Overall, the discretionary function exception to the FTCA removes jurisdiction over only decisions that are susceptible to policy analysis. Cestonaro v. United States, 211 F.3d 749, 753 (3d Cir. 2000) (“The touchstone of the second step of the discretionary function test is susceptibility to policy analysis.”). The Court of Appeals for the Third Circuit has cautioned that “susceptibility analysis is not a toothless standard that the government can satisfy merely by associating a decision with a regulatory concern.” Id. at 755 (internal quotation marks omitted). Here, the United States does not even raise a vague regulatory concern.
Therefore, the Court will not dismiss any portions of Mr. Boyle's complaint based on the discretionary function exception to the FTCA.
IL Because the Court Denies the United States' Motion to Dismiss, the Court Also Denies the United States' Motion to Exclude Dr. Rothfield's Testimony
The United States again seeks to exclude the opinion testimony of Dr. Rothfield. The United States argues that Dr. Rothfield's testimony is not relevant because it pertains to claims barred by the discretionary function exception to the FTCA. For the reasons already discussed, the discretionary function exception does not apply to Mr. Boyle's claims. To the extent the United States criticizes the foundation for Dr.
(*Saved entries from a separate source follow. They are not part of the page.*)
PR #13948, opened 2022-01-04
Turn off screen saver to avoid lock screen

lemon-suse:
We need turn off screen saver to avoid lock screen, the setting for running gdm work for all arches and we need set it early so that the setting will take effect.

- Related ticket: https://progress.opensuse.org/issues/104074
- Needles: N/A
- Verification run: 
  http://openqa.nue.suse.com/tests/7922030#step/install_service/299  # aarch64 sles15sp3
  http://openqa.nue.suse.com/tests/7922033#step/check_upgraded_service/68 # x86_64 sles15sp1
  https://openqa.nue.suse.com/tests/7939098#step/install_service/197  # ppc64le sles15sp2
  https://openqa.nue.suse.com/tests/7939091#live                                 # s390x 15sp3

### DIFF
--- a/lib/x11utils.pm
+++ b/lib/x11utils.pm
@@ -1,4 +1,4 @@
-# Copyright 2019-2021 SUSE LLC
+# Copyright 2019-2022 SUSE LLC
 # SPDX-License-Identifier: GPL-2.0-or-later
 
 package x11utils;
@@ -29,6 +29,7 @@ our @EXPORT = qw(
   turn_off_plasma_screenlocker
   turn_off_gnome_screensaver
   turn_off_gnome_screensaver_for_gdm
+  turn_off_gnome_screensaver_for_running_gdm
   turn_off_gnome_suspend
   turn_off_gnome_show_banner
   untick_welcome_on_next_startup
@@ -406,6 +407,18 @@ a command prompt, for example an xterm window.
 =cut
 sub turn_off_gnome_screensaver_for_gdm {
     script_run 'sudo -u gdm dbus-launch gsettings set org.gnome.desktop.session idle-delay 0';
+}
+
+=head2 turn_off_gnome_screensaver_for_running_gdm
+
+turn_off_gnome_screensaver_for_running_gdm()
+
+Disable screensaver in gnome for running gdm. The function should be run under root. To be called
+from a command prompt, for example an xterm window.
+
+=cut
+sub turn_off_gnome_screensaver_for_running_gdm {
+    script_run 'su gdm -s /bin/bash -c "DBUS_SESSION_BUS_ADDRESS=unix:path=/run/user/$(id -u gdm)/bus gsettings set org.gnome.desktop.session idle-delay 0"';
 }
 
 =head2 turn_off_gnome_suspend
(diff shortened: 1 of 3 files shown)


lib/x11utils.pm
```diff
@@ -408,6 +409,18 @@ sub turn_off_gnome_screensaver_for_gdm {
...
+=head2 turn_off_gnome_screensaver_for_running_gdm
+
+turn_off_gnome_screensaver_for_running_gdm()
+
+Disable screensaver in gnome for running gdm. The function should be run under root. To be called
+from a command prompt, for example an xterm window.
+
+=cut
+sub turn_off_gnome_screensaver_for_running_gdm {
+    script_run 'su gdm -s /bin/bash -c "DBUS_SESSION_BUS_ADDRESS=unix:path=/run/user/$(id -u gdm)/bus gsettings set org.gnome.desktop.session idle-delay 0"';
```
coolgw, line 421: why not use assert_script_run?

lib/x11utils.pm
```diff
@@ -408,6 +409,18 @@ sub turn_off_gnome_screensaver_for_gdm {
...
 
+=head2 turn_off_gnome_screensaver_for_running_gdm
+
+turn_off_gnome_screensaver_for_running_gdm()
+
+Disable screensaver in gnome for running gdm. The function should be run under root. To be called
+from a command prompt, for example an xterm window.
+
+=cut
+sub turn_off_gnome_screensaver_for_running_gdm {
```
coolgw, line 420: Why not put logic into one function turn_off_gnome_screensaver_for_gdm?

lib/x11utils.pm
tinawang123, line 421: How do user know  when to use 'turn_off_gnome_screensaver_for_gdm' when to use 'turn_off_gnome_screensaver_for_running_gdm'?

lemon-suse: This is just follow the code style in x11utils, I think use script_run may want to make the non-zero return value won't block later test. Sometimes return non-zero doesn't means the setting not take effect.

lib/x11utils.pm
lemon-suse: This is different functions, the new one is for running gdm, this suggestion comes from desktop team.

lib/x11utils.pm
lemon-suse: They are different functions, just as function name, one is for running gdm, one is not. As my understanding, running gdm means the gnome started.

lib/x11utils.pm
```diff
@@ -29,6 +29,7 @@ our @EXPORT = qw(
   turn_off_plasma_screenlocker
   turn_off_gnome_screensaver
   turn_off_gnome_screensaver_for_gdm
+  turn_off_gnome_screensaver_for_running_gdm
```
rfan1, line 32: Any difference between these 2 functions? we have qemu/svirt/zvm/powerVM backend, do we cover all?

lemon-suse: I don't think this is related with backends, just as the different name of the functions, turn_off_gnome_screensaver_for_running_gdm is for 'running' gdm.

zhaocongjia:
LGTM. This new function was suggested by me and it works as expected.

coolgw (approved):

hjluo:
LGTM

Rothfield's opinions (or the sparse nature of his three-page report and one-page supplemental report), a motion to dismiss for lack of subject matter jurisdiction is not the proper vehicle for this challenge.
The deadline for the United States to submit a Federal Rule of Evidence 702 (or “Daubert”) motion was February 10, 2022. Doc. No. 13 ¶ 2.
The Court's denial of the request to exclude Dr. Rothfield's testimony is without prejudice and the United States remains able to file a motion in limine or object-on specific grounds-to Mr. Boyle's future request to qualify Dr. Rothfield as an expert witness during the bench trial.
Conclusion
For the foregoing reasons, the Court denies the United States' second motion to dismiss. An appropriate order follows.